Could you reproduce, from the records below, everything from the line with "PR #25427, opened 2026-05-02" down to the line with "Followup to #25424", keeping both of those lines and changing nothing?

Information Block Start

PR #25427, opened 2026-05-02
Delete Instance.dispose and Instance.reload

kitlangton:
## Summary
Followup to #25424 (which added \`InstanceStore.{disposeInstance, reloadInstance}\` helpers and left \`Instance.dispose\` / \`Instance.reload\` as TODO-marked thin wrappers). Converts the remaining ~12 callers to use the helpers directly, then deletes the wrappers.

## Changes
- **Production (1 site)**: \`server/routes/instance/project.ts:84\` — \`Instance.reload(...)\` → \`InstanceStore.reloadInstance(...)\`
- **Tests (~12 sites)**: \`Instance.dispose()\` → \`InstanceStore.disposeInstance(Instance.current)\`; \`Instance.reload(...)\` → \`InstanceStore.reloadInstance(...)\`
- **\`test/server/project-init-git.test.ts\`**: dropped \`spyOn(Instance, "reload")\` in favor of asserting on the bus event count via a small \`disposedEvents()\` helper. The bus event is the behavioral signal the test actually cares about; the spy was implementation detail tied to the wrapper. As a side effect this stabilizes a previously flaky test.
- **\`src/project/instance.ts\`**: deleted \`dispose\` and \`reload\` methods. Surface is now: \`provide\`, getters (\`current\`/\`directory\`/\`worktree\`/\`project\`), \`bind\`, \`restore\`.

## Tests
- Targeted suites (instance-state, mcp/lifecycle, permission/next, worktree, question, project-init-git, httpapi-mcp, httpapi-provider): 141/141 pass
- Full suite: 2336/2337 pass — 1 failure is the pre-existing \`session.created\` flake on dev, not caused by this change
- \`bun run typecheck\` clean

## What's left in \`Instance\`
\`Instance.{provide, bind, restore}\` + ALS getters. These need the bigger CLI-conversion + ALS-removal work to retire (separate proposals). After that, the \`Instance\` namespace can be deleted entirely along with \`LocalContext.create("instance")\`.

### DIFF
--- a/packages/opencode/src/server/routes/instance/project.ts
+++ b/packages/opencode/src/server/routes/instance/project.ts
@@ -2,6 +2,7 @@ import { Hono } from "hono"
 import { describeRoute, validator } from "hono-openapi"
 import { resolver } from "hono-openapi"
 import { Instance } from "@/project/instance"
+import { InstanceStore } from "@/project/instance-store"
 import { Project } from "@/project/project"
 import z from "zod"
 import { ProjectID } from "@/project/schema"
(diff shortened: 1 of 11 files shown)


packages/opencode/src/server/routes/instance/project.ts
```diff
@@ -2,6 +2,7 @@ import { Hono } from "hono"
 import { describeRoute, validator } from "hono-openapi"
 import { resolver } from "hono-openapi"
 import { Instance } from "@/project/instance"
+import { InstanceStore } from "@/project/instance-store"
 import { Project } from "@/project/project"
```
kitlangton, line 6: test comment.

Information Block End
Information Block Start

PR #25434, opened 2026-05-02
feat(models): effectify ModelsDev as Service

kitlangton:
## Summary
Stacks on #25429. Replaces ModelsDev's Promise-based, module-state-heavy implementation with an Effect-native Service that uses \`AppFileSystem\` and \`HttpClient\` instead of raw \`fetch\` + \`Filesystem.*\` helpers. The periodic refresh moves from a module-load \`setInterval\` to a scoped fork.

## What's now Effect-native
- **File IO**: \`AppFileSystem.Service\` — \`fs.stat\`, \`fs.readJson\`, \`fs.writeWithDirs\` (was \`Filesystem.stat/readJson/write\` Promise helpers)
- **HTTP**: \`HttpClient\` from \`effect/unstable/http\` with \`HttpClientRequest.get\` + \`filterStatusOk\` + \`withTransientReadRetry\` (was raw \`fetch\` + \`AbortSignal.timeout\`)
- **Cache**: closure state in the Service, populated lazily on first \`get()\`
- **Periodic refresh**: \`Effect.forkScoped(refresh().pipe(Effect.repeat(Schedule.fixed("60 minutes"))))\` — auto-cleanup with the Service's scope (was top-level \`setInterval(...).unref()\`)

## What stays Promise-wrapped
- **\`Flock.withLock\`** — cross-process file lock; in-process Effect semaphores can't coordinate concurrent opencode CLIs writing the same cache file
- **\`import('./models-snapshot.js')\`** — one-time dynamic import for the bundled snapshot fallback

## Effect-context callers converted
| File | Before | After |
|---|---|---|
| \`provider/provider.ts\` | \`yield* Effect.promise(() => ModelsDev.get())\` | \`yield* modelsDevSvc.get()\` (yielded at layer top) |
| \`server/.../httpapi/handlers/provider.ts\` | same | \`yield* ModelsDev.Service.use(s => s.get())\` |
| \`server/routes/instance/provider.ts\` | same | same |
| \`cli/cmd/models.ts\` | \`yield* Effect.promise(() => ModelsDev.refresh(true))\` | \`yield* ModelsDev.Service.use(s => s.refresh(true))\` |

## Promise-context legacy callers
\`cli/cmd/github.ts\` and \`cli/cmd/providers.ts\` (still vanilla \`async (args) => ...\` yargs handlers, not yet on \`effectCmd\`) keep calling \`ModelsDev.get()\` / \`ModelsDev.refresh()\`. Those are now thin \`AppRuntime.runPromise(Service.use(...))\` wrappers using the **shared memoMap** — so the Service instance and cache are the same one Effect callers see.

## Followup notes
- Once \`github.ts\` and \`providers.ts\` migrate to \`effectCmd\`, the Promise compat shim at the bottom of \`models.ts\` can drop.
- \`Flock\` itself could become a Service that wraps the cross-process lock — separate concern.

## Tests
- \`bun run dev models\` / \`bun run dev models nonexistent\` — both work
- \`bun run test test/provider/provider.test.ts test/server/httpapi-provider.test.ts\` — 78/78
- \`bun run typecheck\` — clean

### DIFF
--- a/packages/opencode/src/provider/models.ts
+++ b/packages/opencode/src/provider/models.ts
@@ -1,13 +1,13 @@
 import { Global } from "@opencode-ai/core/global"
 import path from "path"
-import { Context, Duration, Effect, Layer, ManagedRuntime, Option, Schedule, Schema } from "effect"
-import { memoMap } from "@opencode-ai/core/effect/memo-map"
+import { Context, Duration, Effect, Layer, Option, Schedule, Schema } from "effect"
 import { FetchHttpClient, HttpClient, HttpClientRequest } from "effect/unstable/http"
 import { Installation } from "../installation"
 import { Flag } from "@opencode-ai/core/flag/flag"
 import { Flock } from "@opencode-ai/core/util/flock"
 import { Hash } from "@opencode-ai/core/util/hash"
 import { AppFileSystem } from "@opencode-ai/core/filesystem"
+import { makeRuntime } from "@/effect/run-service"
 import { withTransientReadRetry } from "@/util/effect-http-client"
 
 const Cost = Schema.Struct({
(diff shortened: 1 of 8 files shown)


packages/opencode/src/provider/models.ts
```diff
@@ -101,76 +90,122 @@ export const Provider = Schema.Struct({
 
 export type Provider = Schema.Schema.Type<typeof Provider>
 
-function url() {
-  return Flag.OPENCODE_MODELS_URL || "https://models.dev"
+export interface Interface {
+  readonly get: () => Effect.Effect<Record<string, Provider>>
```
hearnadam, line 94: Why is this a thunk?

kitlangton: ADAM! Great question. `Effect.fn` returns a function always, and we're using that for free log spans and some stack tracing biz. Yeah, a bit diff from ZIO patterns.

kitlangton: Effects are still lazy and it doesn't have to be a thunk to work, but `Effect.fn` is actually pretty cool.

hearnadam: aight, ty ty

Information Block End

**Output:**
PR #25427, opened 2026-05-02
Delete Instance.dispose and Instance.reload

kitlangton:
## Summary
Followup to #25424 (which added \`InstanceStore.{disposeInstance, reloadInstance}\` helpers and left \`Instance.dispose\` / \`Instance.reload\` as TODO-marked thin wrappers). Converts the remaining ~12 callers to use the helpers directly, then deletes the wrappers.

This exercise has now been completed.